Work instructions: When you reply, transcribe every line of the data below exactly.

---------- Exercise materials

PR #377, opened 2020-02-13
fix(filter-panel-accordion-item): reorder elems so li are children of ul elems

### LINKED ISSUE #376: FilterPanelAccordionItem - Axe violation due to improper nesting of div elems inside ul
**Expected behavior -**

`FilterPanelAccordionItem' should not throw Axe violations.

**Actual behavior -**

`FilterPanelAccordionItem` throws Axe violations due to improper nesting. There should not be `div` elements inside of a `ul`.

Here is the violation output:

--------------------

Answer to this exercise:
PR #377, opened 2020-02-13
fix(filter-panel-accordion-item): reorder elems so li are children of ul elems

### LINKED ISSUE #376: FilterPanelAccordionItem - Axe violation due to improper nesting of div elems inside ul
**Expected behavior -**

`FilterPanelAccordionItem' should not throw Axe violations.

**Actual behavior -**

`FilterPanelAccordionItem` throws Axe violations due to improper nesting. There should not be `div` elements inside of a `ul`.

Here is the violation output:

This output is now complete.